■ Data shown
PR #5458, opened 2021-03-29
Vultr uses Yubikey U2F now

bluinch:


Carlgo11:
The [doc page](https://www.vultr.com/docs/using-two-factor-authentication-to-login-to-vultr-control-panel) still only mentions Yubikey OTP.

bluinch:
The instructions are a bit unclear. 

It says the when prompted to enter authentication code, all you have to do is insert the yubikey and "Press the Y button, or touch the edge of the device if using a Yubikey Nano". There's no mention of adding the tokens to the Yubico Authenticator app, nor any mention of inputting the six digit code. 

Might be wrong, will have to follow up with someone who has an account.

Carlgo11:
@7redeagle Yubico OTP isn't the same as TOTP. [Yubico OTP](https://developers.yubico.com/OTP/OTPs_Explained.html) codes can be generated from a Yubikey by pressing (or holding) the button and wait for the Yubikey to write a string of 44 characters containing the ID of the key and an encrypted one time key. It's on all Yubikeys (except the NFC key) by default and doesn't require another app to set up.

The documentation page describes instructions on how to use Yubico OTP (as U2F doesn't require a text field, see 7. in the "2FA via Yubikey" instructions).

If you have any other information confirming that they do support U2F, please share that here. If not, I'll close this PR as it doesn't seem like Vultr's 2FA system have changed.

bluinch:
So that's how it works. It seems I was wrong. The system hasn't changed.

PR #5485, opened 2021-04-02
Add GoPro

ApCoder123:
Decided to use the favicon for the icon, as the logo is too rectangular.


phallobst (changes requested):
I suggest to go with the normal "too rectangular" logo instead of just the blue square.

phallobst (changes requested):
That logo doesn't look incredibly appealing either... How about this one (it has a white box at the right, don't worry):

phallobst (approved):

Carlgo11 (approved):

PR #5487, opened 2021-04-02
Add Virgin Pulse

ApCoder123:
Alexa rank 31,007


phallobst (approved):

_data/health.yml
```diff
@@ -230,6 +230,15 @@ websites:
...
 
+  - name: Virgin Pulse
+    url: https://www.virginpulse.com/
+    img: virginpulse.png
+    tfa:
+      - sms
+      - email
+    doc: https://virginpulse.zendesk.com/hc/en-us/articles/360033807991
+    exception: "SMS 2FA is only available for US and Canada phone numbers."
+
```
Carlgo11: Seems like it should be limited to U.S. use only.
virginpulse

```suggestion
    regions:
      - us

```

Carlgo11 (changes requested):

_data/health.yml
ApCoder123: That's strange - when I visit the site, I get redirected to a UK version. There also seems to be regional sites for various other countries. e.g. https://www.virginpulse.com/de/

And they do seem to have various global contacts (https://www.virginpulse.com/en-gb/contact/): 
image

The T&C's might not be fully accurate?

Carlgo11: I emailed them and asked. With no GDPR part in their privacy policy and no mention of any SCC I get the feeling they may not yet be cleared to operate in the EU, EEA, UK :thinking:

phallobst: Is this supposed to be our problem? We can hardly monitor for changes in privacy policies or the like and update our data accordingly.That would create a maintenance nightmare.

ApCoder123: I've had a look, and they do seem to mention GDPR and SCC in their [privacy policy](https://www.virginpulse.com/en-gb/privacy-notice/) now:
image

They also mention that they are available in 190+ countries on their [About Us](https://www.virginpulse.com/en-gb/about-us/) page:
image

It seems that they do operate globally, so no need for a regions array.

phallobst:
There is an SVG logo available:

ApCoder123:
Decided to just use the 'P', like in the favicon; as even optimised, the full logo was over 10KB in size.

Carlgo11 (approved):
Couldn't manage to get in touch with them. Merging now...

PR #5489, opened 2021-04-02
Update Wirex

ApCoder123:
According to the docs

> Сlick Activate.
> You will receive an email with the confirmation link. Open the email and confirm the 2FA for your account. The link will be active for 15 minutes.

so have added an exception

### DIFF
--- a/_data/cryptocurrencies.yml
+++ b/_data/cryptocurrencies.yml
@@ -575,6 +575,7 @@ websites:
     tfa:
       - totp
     doc: https://wirexapp.com/hc/articles/207160259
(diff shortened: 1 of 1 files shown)


phallobst:
Since opening the account itself already requires an email confirmation, this exception is probably not needed.

ApCoder123:
What I understood from the site was that upon enabling 2FA, you would get a separate confirmation email to enable 2FA (even if your email is already confirmed after opening the account).

phallobst:
That might be true, but is no reason for us to list this as an exception text here.

ApCoder123:
Ok, I understand now.

PR #5497, opened 2021-04-02
Add Current RMS

ApCoder123:
Although the docs make it seem like only Authy can be used, according to the enable page

> If you are already using another authenticator app, we will provide a QR code to scan on the next screen.

image


phallobst (changes requested):
This SVG version of the icon seems to be better:

phallobst (approved):

Carlgo11 (approved):

Carlgo11:
@ApCoder123 can you fix the merge conflict please?

PR #5501, opened 2021-04-03
Add Quidco

ApCoder123:


phallobst (changes requested):
I don't think this fits into "Retail". It's similar to "AwardWallet" in the "Other" category.

ApCoder123:
Ok, category updated.

phallobst (approved):

Carlgo11 (approved):

PR #5504, opened 2021-04-03
Add Perimeter81

ApCoder123:
Although not explicitly mentioned, phone and u2f should be available as Duo Security is supported as a 2FA method (https://guide.duo.com/security-keys).


phallobst (changes requested):
This icon has a transparent background:
perimeter81

phallobst (approved):

Carlgo11 (approved):

PR #5517, opened 2021-04-03
Add Pepper Communities

ApCoder123:
Shopping communities all run by pepper and all use the same auth system. All sites are in top 200k.
See https://www.pepper.com/#our-communities for a list


Carlgo11 (approved):

phallobst (approved):
May this entry could use the "additional-domains" feature once the switch to JSON is complete.

PR #5546, opened 2021-04-05
Add docker files

Carlgo11:
Adds an option to test the site locally with the same scripts and environment that the GH action uses.

### DIFF
--- a/_deployment/minify-js.sh
+++ b/_deployment/minify-js.sh
@@ -1,4 +1,4 @@
-#!/bin/bash
+#!/bin/sh
 for file in _site/js/*.js; do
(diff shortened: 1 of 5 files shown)


_deployment/minify-js.sh
```diff
@@ -1,4 +1,4 @@
-#!/bin/bash
+#!/bin/sh
```
phallobst, line 1:
```suggestion
#!/bin/sh
PATH="./node_modules/.bin:$PATH"
```
Now this should also work for people that have installed the node modules locally.

phallobst (changes requested):

phallobst (approved):

Carlgo11:
Closing in favor of #5695

alphachart (commented):
.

■ Instructions to follow
All of the data, from the first line to the last, should be written out exactly.

■ Response
PR #5458, opened 2021-03-29
Vultr uses Yubikey U2F now

bluinch:


Carlgo11:
The [doc page](https://www.vultr.com/docs/using-two-factor-authentication-to-login-to-vultr-control-panel) still only mentions Yubikey OTP.

bluinch:
The instructions are a bit unclear. 

It says the when prompted to enter authentication code, all you have to do is insert the yubikey and "Press the Y button, or touch the edge of the device if using a Yubikey Nano". There's no mention of adding the tokens to the Yubico Authenticator app, nor any mention of inputting the six digit code. 

Might be wrong, will have to follow up with someone who has an account.

Carlgo11:
@7redeagle Yubico OTP isn't the same as TOTP. [Yubico OTP](https://developers.yubico.com/OTP/OTPs_Explained.html) codes can be generated from a Yubikey by pressing (or holding) the button and wait for the Yubikey to write a string of 44 characters containing the ID of the key and an encrypted one time key. It's on all Yubikeys (except the NFC key) by default and doesn't require another app to set up.

The documentation page describes instructions on how to use Yubico OTP (as U2F doesn't require a text field, see 7. in the "2FA via Yubikey" instructions).

If you have any other information confirming that they do support U2F, please share that here. If not, I'll close this PR as it doesn't seem like Vultr's 2FA system have changed.

bluinch:
So that's how it works. It seems I was wrong. The system hasn't changed.

PR #5485, opened 2021-04-02
Add GoPro

ApCoder123:
Decided to use the favicon for the icon, as the logo is too rectangular.


phallobst (changes requested):
I suggest to go with the normal "too rectangular" logo instead of just the blue square.

phallobst (changes requested):
That logo doesn't look incredibly appealing either... How about this one (it has a white box at the right, don't worry):

phallobst (approved):

Carlgo11 (approved):

PR #5487, opened 2021-04-02
Add Virgin Pulse

ApCoder123:
Alexa rank 31,007


phallobst (approved):

_data/health.yml
```diff
@@ -230,6 +230,15 @@ websites:
...
 
+  - name: Virgin Pulse
+    url: https://www.virginpulse.com/
+    img: virginpulse.png
+    tfa:
+      - sms
+      - email
+    doc: https://virginpulse.zendesk.com/hc/en-us/articles/360033807991
+    exception: "SMS 2FA is only available for US and Canada phone numbers."
+
```
Carlgo11: Seems like it should be limited to U.S. use only.
virginpulse

```suggestion
    regions:
      - us

```

Carlgo11 (changes requested):

_data/health.yml
ApCoder123: That's strange - when I visit the site, I get redirected to a UK version. There also seems to be regional sites for various other countries. e.g. https://www.virginpulse.com/de/

And they do seem to have various global contacts (https://www.virginpulse.com/en-gb/contact/): 
image

The T&C's might not be fully accurate?

Carlgo11: I emailed them and asked. With no GDPR part in their privacy policy and no mention of any SCC I get the feeling they may not yet be cleared to operate in the EU, EEA, UK :thinking:

phallobst: Is this supposed to be our problem? We can hardly monitor for changes in privacy policies or the like and update our data accordingly.That would create a maintenance nightmare.

ApCoder123: I've had a look, and they do seem to mention GDPR and SCC in their [privacy policy](https://www.virginpulse.com/en-gb/privacy-notice/) now:
image

They also mention that they are available in 190+ countries on their [About Us](https://www.virginpulse.com/en-gb/about-us/) page:
image

It seems that they do operate globally, so no need for a regions array.

phallobst:
There is an SVG logo available:

ApCoder123:
Decided to just use the 'P', like in the favicon; as even optimised, the full logo was over 10KB in size.

Carlgo11 (approved):
Couldn't manage to get in touch with them. Merging now...

PR #5489, opened 2021-04-02
Update Wirex

ApCoder123:
According to the docs

> Сlick Activate.
> You will receive an email with the confirmation link. Open the email and confirm the 2FA for your account. The link will be active for 15 minutes.

so have added an exception

### DIFF
--- a/_data/cryptocurrencies.yml
+++ b/_data/cryptocurrencies.yml
@@ -575,6 +575,7 @@ websites:
     tfa:
       - totp
     doc: https://wirexapp.com/hc/articles/207160259
(diff shortened: 1 of 1 files shown)


phallobst:
Since opening the account itself already requires an email confirmation, this exception is probably not needed.

ApCoder123:
What I understood from the site was that upon enabling 2FA, you would get a separate confirmation email to enable 2FA (even if your email is already confirmed after opening the account).

phallobst:
That might be true, but is no reason for us to list this as an exception text here.

ApCoder123:
Ok, I understand now.

PR #5497, opened 2021-04-02
Add Current RMS

ApCoder123:
Although the docs make it seem like only Authy can be used, according to the enable page

> If you are already using another authenticator app, we will provide a QR code to scan on the next screen.

image


phallobst (changes requested):
This SVG version of the icon seems to be better:

phallobst (approved):

Carlgo11 (approved):

Carlgo11:
@ApCoder123 can you fix the merge conflict please?

PR #5501, opened 2021-04-03
Add Quidco

ApCoder123:


phallobst (changes requested):
I don't think this fits into "Retail". It's similar to "AwardWallet" in the "Other" category.

ApCoder123:
Ok, category updated.

phallobst (approved):

Carlgo11 (approved):

PR #5504, opened 2021-04-03
Add Perimeter81

ApCoder123:
Although not explicitly mentioned, phone and u2f should be available as Duo Security is supported as a 2FA method (https://guide.duo.com/security-keys).


phallobst (changes requested):
This icon has a transparent background:
perimeter81

phallobst (approved):

Carlgo11 (approved):

PR #5517, opened 2021-04-03
Add Pepper Communities

ApCoder123:
Shopping communities all run by pepper and all use the same auth system. All sites are in top 200k.
See https://www.pepper.com/#our-communities for a list


Carlgo11 (approved):

phallobst (approved):
May this entry could use the "additional-domains" feature once the switch to JSON is complete.

PR #5546, opened 2021-04-05
Add docker files

Carlgo11:
Adds an option to test the site locally with the same scripts and environment that the GH action uses.

### DIFF
--- a/_deployment/minify-js.sh
+++ b/_deployment/minify-js.sh
@@ -1,4 +1,4 @@
-#!/bin/bash
+#!/bin/sh
 for file in _site/js/*.js; do
(diff shortened: 1 of 5 files shown)


_deployment/minify-js.sh
```diff
@@ -1,4 +1,4 @@
-#!/bin/bash
+#!/bin/sh
```
phallobst, line 1:
```suggestion
#!/bin/sh
PATH="./node_modules/.bin:$PATH"
```
Now this should also work for people that have installed the node modules locally.

phallobst (changes requested):

phallobst (approved):

Carlgo11:
Closing in favor of #5695

alphachart (commented):
.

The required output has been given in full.